Note that both 1 and 9 have the first bit turned on. You use DISTINCT because you consider that first bit only once; if you consider it more than once, you get the wrong result when you sum the values. Next, the query performs the following calculation:
SUM(DISTINCT(0, 0, 0)) +
SUM(DISTINCT(0, 0, 4)) +
SUM(DISTINCT(0, 8, 0)) +
After applying the DISTINCT clause, you get
SUM(0, 4) +
SUM(0, 8) +
For this calculation, 1 + 0 + 4 + 8 = 13, the result has the first, third, and fourth bits turned on and all the other bits turned off. In other words, the result is an aggregate bitwise OR.

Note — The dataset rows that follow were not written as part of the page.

PR #1393, opened 2026-07-20
Billing hooks

Shiv-Chata:


alexzhou-chata:
Reviewed the full diff (41 files, +1946/−62). Overall this is a well-built feature: the fail-open gating design is right, the error classification is verified against what the fetch helpers actually reject with, and test coverage is strong. A handful of things worth addressing before merge, ordered by impact.

## Overview

- Four public billing data hooks (`useBillingCustomerKey`, `useBillingUsage`, `useBillingHistory`, `useBillingQuotaUpdate`) plus formatting/storage helpers, exported from the package root with README + `index.d.ts` coverage.
- A MagicWand billing gate: proactive block when `quota_status === 'at_or_over_quota'`, reactive classification of `BILLING_USAGE_CEILING_REACHED` / `BILLING_USAGE_UNAVAILABLE` errors, threaded through DataMessenger, Dashboard tiles, drilldowns, and notifications behind a new `enableBillingGate` prop with an `onQuotaExceeded` callback.
- Tooling: Node 16 → 20, `--experimental-global-webcrypto` dropped from the build script, `.npmignore`, version bump.

## What looks good

- **Fail-open design is correct and tested.** The gate only blocks on a definite `at_or_over_quota`; unknown/loading/error states never block, and `BILLING_USAGE_UNAVAILABLE` never claims over-quota. The tests lock all of this in, including the gate-off fallback to existing generic error handling.
- **The error classifier's premise checks out.** `fetchLLMSummary`/`fetchLLMSummaryQuote` in autoql-fe-utils do reject with the unwrapped `error.response.data`, so reading `error?.data?.code` + `outcome` in `getMagicWandBillingErrorState` is right, and requiring the code+outcome pair before claiming over-quota is appropriately conservative.
- **The `ChatMessage` default-export change (class → forwardRef wrapper) is safe as used.** `ChatContent` reaches into the ref (`._isMounted`, `.setState` at `ChatContent.js:476`) and still gets the class instance through the wrapper; `animatedMessageIds` isn't touched outside the file; tests were updated to the named import.
- Hooks handle unmount races (`isActive` guards), storage helpers tolerate unavailable `localStorage`, and the `index.d.ts` switch to importing `Authentication` from autoql-fe-utils resolves correctly (it's exported there).

## Issues worth addressing

1. **Unbounded duplicate requests — no caching or dedup across hook instances.** `useMagicWandBillingGate` runs in the default-export wrapper of *every* `ChatMessage` and every gated `OptionsToolbar`, and each instance independently fetches customer-key + current-period usage on mount. With the gate enabled, a DM session with 30 message bubbles fires ~60 requests (text/intro bubbles included); a 20-tile dashboard fires 40. Suggest either (a) a module-level in-flight/promise cache keyed by `domain + apiKey` with a short TTL, or (b) hoisting the hook to one place per surface (ChatContent / Dashboard) and threading `quotaStatus`/`billingExecutionType` down — the inner class components already accept them as props, so most of the plumbing exists.

2. **`quotaStatus` is fetched once per mount and never refreshed.** Going over quota mid-session is covered by the reactive path, but the reverse isn't: after a user raises their quota (via `onQuotaExceeded` or another tab), mounted components keep proactively blocking until remount (e.g. DM close/reopen). `useBillingUsage` already supports `refreshKey`, but the gate never uses it. Consider refetching when the summary popover/modal opens, or after the increase-quota flow completes.

3. **Root exports missing from `index.d.ts`.** `src/index.js` re-exports everything from `hooks/billing`, which includes `useMagicWandBillingGate`, `getMagicWandBillingErrorState`, and `MAGIC_WAND_BILLING_GATE_MESSAGES`, but none of these are declared in `index.d.ts` — TS consumers importing them will get "has no exported member" errors. Either add declarations or stop exporting them from the root if they're meant to be internal.

4. **`authentication: null` crashes the public hooks.** The `= {}` defaults in `useBillingCustomerKey`/`useBillingUsage`/`useBillingHistory` only apply to `undefined`; an explicit `null` reaches the dependency array (`authentication.apiKey`) and throws during render. Since these are documented public hooks, a null from a consumer during auth bootstrapping is plausible. Cheap fix: normalize (`authentication ?? {}`) or use optional chaining in the deps.

5. **Over-quota copy is duplicated.** `MagicWandBillingGateNotice` hardcodes "Your most recent Auto Analyze usage put this account at or over its monthly quota." while `MAGIC_WAND_BILLING_GATE_MESSAGES.over_quota` carries the same sentence — the DM bubble and the popover notice can drift apart on the next wording change. The `unavailable` branch already uses the constant; the over-quota branch should too (split the constant if the notice needs the shorter form).

6. **Currency formatting hardcodes USD/en-US** in `formatMicrosAsCurrency`/`currencyInputFromMicros`, while `BillingQuotaUpdateResponse` includes a `currency` field. Worth accepting an optional currency/locale parameter now (defaulting to USD) so the signature doesn't have to break later.

## Minor notes

- The proactive-check + reactive-classification block is now repeated across ~6 call sites (ChatMessage ×3, OptionsToolbar, SummaryModal). A small shared helper would keep the gating rule in one place.
- `MagicWandBillingGateNotice` appears in response to a user action but has no `role='alert'`/`aria-live`, so screen readers won't announce it.
- Each blocked Auto Analyze click in the DM appends another identical gate message bubble — consider not re-adding if the last message is already the gate notice.
- The exact-string match on the "Billing is required for this request…" message is acknowledged as fragile in the code comment — worth a follow-up ticket asking Query Controller to return a discriminating code so it can be removed.
- The billing endpoints use raw `fetch` with hand-rolled URL builders while every other API call in the repo goes through autoql-fe-utils (axios). If that's deliberate to keep this package self-contained, fine — otherwise consider moving them into autoql-fe-utils later for consistency (interceptors, cancellation).
- `.npmignore` is effectively redundant given the `"files"` allowlist in package.json.
- Node 16 → 20 + dropping the webcrypto flag: the build now requires Node ≥ 19 (where global webcrypto is unflagged) — make sure CI/publish environments move in lockstep since there's no workflow file in-repo to update.
- `updateQuota` throws generic `Error('Failed to update billing quota')` without the status or response body attached, so consumers can't distinguish auth failures from validation errors when building UI on top of it.

alexzhou-chata:
Re-reviewed the update (58b41b3b). The substantive points from the first pass are all addressed, and the mechanisms hold up:

- **Request dedup** — the in-flight collapse in `dedupeBillingRequest` is the right shape: keyed by domain/apiKey/token (+ customer key/refreshKey for usage), entries removed on settle so it never serves stale data, rejections propagate to all callers, and each hook's `isActive` guard still protects unmounted instances. Nice touch that a refresh broadcast also coalesces — every gate bumps to the same `refreshKey`, so the refetch is a single request rather than a stampede.
- **Staleness** — the refresh bus plus the automatic `refreshBillingUsage()` after a successful `updateQuota` closes the "raised quota but still blocked until remount" gap, and exporting `refreshBillingUsage` gives hosts an escape hatch for out-of-band changes. The lazy `useState(getBillingUsageRefreshVersion)` + subscribe-on-mount pattern is correct for this React version.
- **`index.d.ts`** now declares the gate hook, classifier, messages (including `over_quota_summary`), and `refreshBillingUsage` — with a useful doc comment on the latter.
- **Null-auth normalization**, the **shared over-quota copy**, and the **currency/locale parameters** all look good.

Three follow-ups, one of which is a real bug in the new code:

1. **The fraction-digits probe in `currencyInputFromMicros` is a no-op.** `getCurrencyFormatter` always constructs with `maximumFractionDigits: 2`, and an explicitly provided max wins in `resolvedOptions()` — so the probe returns 2 for every currency (JPY resolves 2 instead of 0, BHD resolves 2 instead of 3). Net effect: inputs still always render two decimals, and `formatMicrosAsCurrency` truncates 3-decimal currencies. Dropping the hardcoded `maximumFractionDigits: 2` from the formatter options fixes both — currency defaults already produce 2 for USD.

2. **`useBillingQuotaUpdate` didn't get the null-normalization** the three read hooks received — it still uses a destructuring default, so `authentication: null` makes `updateQuota()` throw a `TypeError` from `hasBillingAuthentication(null)` instead of the intended `Error('Missing billing authentication')`. Same one-line `options.authentication ?? {}` treatment would make it consistent.

3. **The new behavior is untested.** The dedup and the refresh bus are the core of this commit, and both are easy to regress silently (e.g. someone later "simplifies" the cache key or the settle-cleanup). Given the bar the rest of the PR set, a few targeted tests would be worth it: two harnesses with identical auth mounting concurrently → one fetch; a rejected deduped request settling all callers to their error states; `refreshBillingUsage()` clearing a mounted gate's `at_or_over_quota` after a quota update.

The remaining minor notes from the first pass (`role='alert'` on the notice, repeated gate bubbles in the DM) weren't part of this update — fine to defer, just noting they're still open.

alexzhou-chata:
Checked 60b31439 — both fixes look right:

- **Fraction digits**: with the hardcoded `maximumFractionDigits: 2` removed, the currency defaults drive the output correctly — USD behavior is byte-for-byte unchanged (`$12.50` / `12.50`, so the existing formatting tests still pass), JPY now resolves 0 decimals (`¥13` / `13`), and 3-decimal currencies like BHD get their full precision (`BHD 12.346` / `12.346`).
- **`useBillingQuotaUpdate`** now normalizes `authentication` the same way as the read hooks, so a `null` produces the intended `Error('Missing billing authentication')` instead of a `TypeError`.

The one remaining item from the last pass is test coverage for the dedup and refresh-bus behavior (concurrent mounts → one fetch; rejected deduped request settles all callers; `refreshBillingUsage()` clears a stale over-quota gate). Nothing else outstanding from my side beyond the two deferred minors (`role='alert'` on the notice, repeated gate bubbles in the DM). LGTM once the tests are in.

alexzhou-chata:
Checked a798e1bb — this covers everything I asked for, and then some:

- `dedupeBillingRequest` unit tests hit the exact regression risks called out earlier: concurrent callers collapse to one factory invocation, rejections propagate to every sharer, and the cache clears on settle for both the resolve and reject paths (so retries re-fetch). The distinct-keys case is a nice addition.
- The integration tests exercise the real hook path: three concurrent `useBillingCustomerKey` mounts → one fetch, and a rejected shared request lands every instance in its error state.
- The gate tests cover the two behaviors that matter most for the feature: a DM-full-of-bubbles scenario (three gates → one customer-key fetch + one usage fetch) and `refreshBillingUsage()` clearing a stale `at_or_over_quota` on a still-mounted gate — correctly asserting the customer-key fetch does *not* re-fire, only usage.

I also ran the suites locally against this head: all four billing hook suites pass (33 tests), and the component/util suites (`MagicWandBillingGateNotice`, `SummaryModal`, `ChatMessage`, `OptionsToolbar`, `billingFormatting`, `billingCustomerKey`) are green as well.

Nothing outstanding from my side — LGTM. (The two cosmetic items — `role='alert'` on the notice and repeated gate bubbles in the DM — are fine as follow-ups whenever convenient.)

alexzhou-chata (approved):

To get better performing code, you can use the MAX(expression) aggregate function instead of using SUM(DISTINCT). However, I presented the SUM(DISTINCT) solution here because I'm going to base the auxiliary-table solution on it. Although the query in Listing 2 gives the desired result, it requires a lot of code because it evaluates each bit in the data_bits column separately. If you need to perform an aggregate bitwise OR in several places in your application, you'll end up with large amounts of code. You could encapsulate such a query in a view, but what if you had to perform an aggregate bitwise OR against several different tables? By using an auxiliary table, you can considerably reduce the amount of code you need.
Using Auxiliary Tables
To set up an auxiliary table solution, first break a value into its respective bits. The code in Listing 3 creates an auxiliary table called Bits and populates it with 32 binary values, each of which has a different bit turned on. Then, join the Bitvalues table to the Bits auxiliary table, as in the following query:
FROM Bitvalues JOIN Bits
ON data_bits & bin_val = bin_val
Note the special JOIN condition. The query performs a bitwise AND between each value in the Bitvalues table's data_bits column and each value in the Bits auxiliary table's bin_val column. Each bit that is turned on in a data_bits value gets a matching bin_val value in which the same bit is turned on. So, a value of 7 in the data_bits column gets three matching rows in the Bits auxiliary table with the bin_val values 0x00000001, 0x00000002, and 0x00000004. Table 2 shows the results.
The second and final step in solving the problem is summing the distinct values for each group. This part is fairly easy after you break up the values in the data_bits column. Just perform a GROUP BY query in which, for each group, you use the SUM(DISTINCT) function to calculate the distinct sum of all the values that were broken up, as the following query shows:
SUM(DISTINCT(CAST(bin_val AS int))) AS or_data_col
FROM Bitvalues JOIN Bits
ON data_bits & bin_val = bin_val
GROUP BY group_col
Note that the Bits auxiliary table stores values in binary. To sum those values, you must convert them to integers.
Which Way Is Better?
You can calculate an aggregate bitwise OR with or without an auxiliary table, but which approach is better? I compared the performance of the long SUM(DISTINCT) query, the long MAX query, and the short SUM(DISTINCT) query that uses an auxiliary table. The long SUM(DISTINCT) query performed considerably worse than the other two. The short SUM(DISTINCT) query performed slightly worse than the long MAX query, but it requires much less code.